INSTRUCTIONS FOR THE TASK: Read the records below and copy each line that contains "asap".
Top of EXCERPTED DATA
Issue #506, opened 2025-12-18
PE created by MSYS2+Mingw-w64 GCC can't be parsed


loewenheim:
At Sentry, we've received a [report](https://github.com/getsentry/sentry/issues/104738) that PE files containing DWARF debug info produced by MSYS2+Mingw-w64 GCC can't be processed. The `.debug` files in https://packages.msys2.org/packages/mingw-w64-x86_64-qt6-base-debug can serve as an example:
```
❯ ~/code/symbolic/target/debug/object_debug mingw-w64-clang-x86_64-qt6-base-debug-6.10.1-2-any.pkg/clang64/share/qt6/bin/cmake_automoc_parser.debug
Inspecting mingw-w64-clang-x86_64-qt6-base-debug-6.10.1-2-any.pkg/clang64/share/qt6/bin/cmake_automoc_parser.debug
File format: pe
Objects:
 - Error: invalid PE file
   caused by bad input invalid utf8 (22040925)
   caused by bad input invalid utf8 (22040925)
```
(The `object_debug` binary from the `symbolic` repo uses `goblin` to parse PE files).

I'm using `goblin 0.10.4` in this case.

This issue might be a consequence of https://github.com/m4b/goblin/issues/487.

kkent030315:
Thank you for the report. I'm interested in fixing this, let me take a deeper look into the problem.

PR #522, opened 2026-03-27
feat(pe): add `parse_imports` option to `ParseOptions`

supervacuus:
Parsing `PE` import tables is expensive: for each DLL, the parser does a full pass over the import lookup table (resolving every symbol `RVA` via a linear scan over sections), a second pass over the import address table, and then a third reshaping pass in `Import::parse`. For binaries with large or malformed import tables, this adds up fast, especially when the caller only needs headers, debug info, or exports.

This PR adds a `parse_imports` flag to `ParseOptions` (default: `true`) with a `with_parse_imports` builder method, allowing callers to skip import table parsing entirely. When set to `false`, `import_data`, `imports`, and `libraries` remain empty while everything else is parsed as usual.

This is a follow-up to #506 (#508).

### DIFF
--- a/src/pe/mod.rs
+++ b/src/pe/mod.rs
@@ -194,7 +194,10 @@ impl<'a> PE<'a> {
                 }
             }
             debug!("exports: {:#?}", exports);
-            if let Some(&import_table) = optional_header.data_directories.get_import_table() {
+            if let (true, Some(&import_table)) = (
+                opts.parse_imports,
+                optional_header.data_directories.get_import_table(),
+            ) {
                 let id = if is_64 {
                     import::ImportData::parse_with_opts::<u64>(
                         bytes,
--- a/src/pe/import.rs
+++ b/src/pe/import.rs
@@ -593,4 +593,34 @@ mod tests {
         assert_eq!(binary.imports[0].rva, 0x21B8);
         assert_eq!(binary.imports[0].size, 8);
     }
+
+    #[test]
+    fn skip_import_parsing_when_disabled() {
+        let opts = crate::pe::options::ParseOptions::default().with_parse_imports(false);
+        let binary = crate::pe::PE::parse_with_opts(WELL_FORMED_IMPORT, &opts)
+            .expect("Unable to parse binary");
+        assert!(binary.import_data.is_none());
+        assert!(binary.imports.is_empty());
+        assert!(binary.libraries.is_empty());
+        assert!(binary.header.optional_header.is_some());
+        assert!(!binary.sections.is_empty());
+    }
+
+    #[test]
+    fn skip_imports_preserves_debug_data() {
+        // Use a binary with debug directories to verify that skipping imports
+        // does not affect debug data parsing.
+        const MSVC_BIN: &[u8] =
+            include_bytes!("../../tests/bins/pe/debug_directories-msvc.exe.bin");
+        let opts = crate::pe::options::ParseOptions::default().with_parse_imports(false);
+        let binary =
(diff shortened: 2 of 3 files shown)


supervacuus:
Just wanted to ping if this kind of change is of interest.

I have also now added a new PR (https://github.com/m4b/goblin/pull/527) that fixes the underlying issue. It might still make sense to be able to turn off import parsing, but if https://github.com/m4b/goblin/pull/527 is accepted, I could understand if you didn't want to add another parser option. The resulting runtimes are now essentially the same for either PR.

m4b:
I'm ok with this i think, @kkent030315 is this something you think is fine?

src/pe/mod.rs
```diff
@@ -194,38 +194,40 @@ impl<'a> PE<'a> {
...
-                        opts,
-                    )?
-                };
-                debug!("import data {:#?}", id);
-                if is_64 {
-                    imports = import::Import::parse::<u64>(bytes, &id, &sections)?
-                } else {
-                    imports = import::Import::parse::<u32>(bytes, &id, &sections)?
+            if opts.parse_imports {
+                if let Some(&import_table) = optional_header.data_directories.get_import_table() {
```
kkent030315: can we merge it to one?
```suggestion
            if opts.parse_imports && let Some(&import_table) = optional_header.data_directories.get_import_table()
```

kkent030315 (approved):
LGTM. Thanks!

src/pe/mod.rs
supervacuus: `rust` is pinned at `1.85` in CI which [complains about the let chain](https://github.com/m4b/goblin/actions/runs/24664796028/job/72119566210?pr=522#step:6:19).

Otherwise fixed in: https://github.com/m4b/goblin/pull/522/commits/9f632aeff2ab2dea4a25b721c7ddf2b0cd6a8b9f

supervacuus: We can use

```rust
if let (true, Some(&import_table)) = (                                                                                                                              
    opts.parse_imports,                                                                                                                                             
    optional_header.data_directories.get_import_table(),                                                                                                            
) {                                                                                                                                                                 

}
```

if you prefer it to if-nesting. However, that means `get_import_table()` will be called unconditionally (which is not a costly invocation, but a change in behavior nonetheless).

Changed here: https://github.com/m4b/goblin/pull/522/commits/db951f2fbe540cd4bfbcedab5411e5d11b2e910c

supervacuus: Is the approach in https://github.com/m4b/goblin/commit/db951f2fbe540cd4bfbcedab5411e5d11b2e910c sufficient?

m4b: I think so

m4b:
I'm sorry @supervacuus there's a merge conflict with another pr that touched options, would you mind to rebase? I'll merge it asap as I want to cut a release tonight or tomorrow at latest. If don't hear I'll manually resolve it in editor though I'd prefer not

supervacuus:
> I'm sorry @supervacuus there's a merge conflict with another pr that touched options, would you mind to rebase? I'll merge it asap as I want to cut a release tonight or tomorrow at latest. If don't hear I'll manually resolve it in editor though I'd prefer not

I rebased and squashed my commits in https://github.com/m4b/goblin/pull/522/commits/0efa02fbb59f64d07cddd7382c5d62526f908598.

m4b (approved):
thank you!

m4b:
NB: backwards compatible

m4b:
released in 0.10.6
Bottom of EXCERPTED DATA
ANSWER FOR THE TASK:
I'm sorry @supervacuus there's a merge conflict with another pr that touched options, would you mind to rebase? I'll merge it asap as I want to cut a release tonight or tomorrow at latest. If don't hear I'll manually resolve it in editor though I'd prefer not
> I'm sorry @supervacuus there's a merge conflict with another pr that touched options, would you mind to rebase? I'll merge it asap as I want to cut a release tonight or tomorrow at latest. If don't hear I'll manually resolve it in editor though I'd prefer not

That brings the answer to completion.